It wouldn’t be Halloween without watching a couple of episodes of Tales from the Crypt!
Tales from the Crypt (HBO)
The Thing from the Grave – Season 2 episode 6
Teri Thatcher plays, Stacy, a young model with an abusive boyfriend. Her photographer wants her to get away from the bad situation and gives her the keys to his pad. That night she shows up at his place and he professes his love for her. He wants her to stay with him and gives her a necklace saying, as long as you have this gift I will be there for you when you need me. As they kiss and lay upon the bed, we see “Mitch” the abusive boyfriend outside the window spying on them. Several nights later, “Mitch” lures the photographer to his summer house in the woods where he kills him and buries him. Then Mitch confronts Stacy saying he’d like to start over and that he would forget the past if she would.

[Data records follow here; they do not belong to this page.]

PR #2203, opened 2020-04-02
Usage of prebuilt tools binaries instead of building them at runtime in prow jobs

### LINKED ISSUE #2154: Speed up test-infra tools execution

Ressetkk:
**Description**
Edit to speed-up tools execution by using prebuilt binaries. Additionally edited Kyma-integration image to include said jobs since integration jobs also use those tools to clean up after themselves.

Job guard is not affected by this PR so far. Its execution will still take some time.

* Edited `resources-cleanup.sh` to execute binaries instead of building them
* Added copying binaries from prow-tools image to kyma-integration image
* Modified Kyma-integration Makefile to build three different flavours of the image in the same job run
* Restricted execution of *-test-infra-prow-tools jobs to run only on cmd/ pkg/ Dockerfile changes
* Bumped images to latest versions

**Related issue(s)**

Closes #2154


development/tools/jobs/kyma/kyma_integration_test.go
```diff
@@ -430,7 +430,7 @@ func TestKymaIntegrationJobPeriodics(t *testing.T) {
 	assert.Equal(t, expName, githubStatsPeriodic.Name)
 	assert.True(t, githubStatsPeriodic.Decorate)
 	assert.Equal(t, "0 6 * * *", githubStatsPeriodic.Cron)
-	assert.Equal(t, tester.ImageGolangBuildpackLatest, dnsCleanerPeriodic.Spec.Containers[0].Image)
+	assert.Equal(t, tester.ImageGolangBuildpackLatest, githubStatsPeriodic.Spec.Containers[0].Image)
```
tehcyx, line 433: good catch.

development/resources-cleanup.sh
```diff
@@ -26,9 +26,9 @@ if [ -z "${GOOGLE_APPLICATION_CREDENTIALS}" ]; then
    exit 1
 fi
 
-readonly TOOL_DIR="$1"
-if [ -z "${TOOL_DIR}" ]; then
-    echo "TOOL_DIR variable is missing!"
+readonly TOOL="$1"
```
adamwalach, line 29: maybe it would be more descriptive to name it `TOOL_NAME` instead of just `TOOL`

prow/jobs/test-infra/buildpack.yaml
```diff
@@ -300,8 +300,8 @@ prow_clonerefs_job_template: &prow_clonerefs_job_template
           memory: 1.5Gi
           cpu: 0.8
 
-kyma_cleaners_job_template: &prow_tools_job_template
-  run_if_changed: "^development/tools/"
+prow_tools_job_template: &prow_tools_job_template
+  run_if_changed: "^development/tools/(pkg/|cmd/|Dockerfile)"
```
tehcyx, line 304: I was actually going to suggest that we at least include `Gopkg.toml` with the regex, but it might be even better to 
- include go.mod as well, so we don't have to touch it again when we decide to upgrade tools to go.mod
- make it independent from folder structure

which led me to believe that this might be a better regex for this: `^development/tools/(.*\.go|.*\.toml|.*\.sh|go\.mod|Dockerfile|Makefile)$`

tehcyx: https://regex101.com/r/GWwEkZ/1

Ressetkk: Yes, this definitely makes more sense. Will add that.

prow/jobs/test-infra/buildpack.yaml
```diff
@@ -300,8 +300,8 @@ prow_clonerefs_job_template: &prow_clonerefs_job_template
           memory: 1.5Gi
           cpu: 0.8
 
-kyma_cleaners_job_template: &prow_tools_job_template
-  run_if_changed: "^development/tools/"
+prow_tools_job_template: &prow_tools_job_template
+  run_if_changed: "^development/tools/(.*.go|.*.toml|.*.sh|go.mod|Dockerfile|Makefile)$
```
adamwalach, line 304: the regex was ok - https://regex101.com/r/BO3jI9/1
you just need to use single quotes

Suspicious, Stacy goes to the photographer’s place to check on him. With that, she has failed the test and Mitch brings her to the summer home to kill her too. The dead photographer hears her screams and digs his way out of the shallow grave to save her. He drags the abusive boyfriend, Mitch, back to the grave site and holds him down as he drags the loose dirt on top of them both.
The usual rich lighting captures the right mood for the chilling ending. The make up on the dead photographer was excellent, very corpse-like but allowing facial movement. I will admit that part of the highlight of the episode is Teri Thatcher sporting skimpy bathing suits and lingerie. Naturally that sex appeal had always been a part of the allure to Tales from the Crypt, offering the little naughty visuals allowed by cable television but not allowed on broadcast TV.
Miguel Ferrer plays the part of, Mitch, the abusive A-hole boyfriend to the hilt making us viewers really loathe his character. This is your typical Tales from the Crypt episode; a love triangle, jealousy and a murder, resulting in a return from the dead due to a promise or curse. A little bit of campy fun and highly visual horror drove the series to become a horror favorite in the early 90s and although the themes and plots were familiar tropes pulled from the comics of several decades earlier, they are still fun to watch.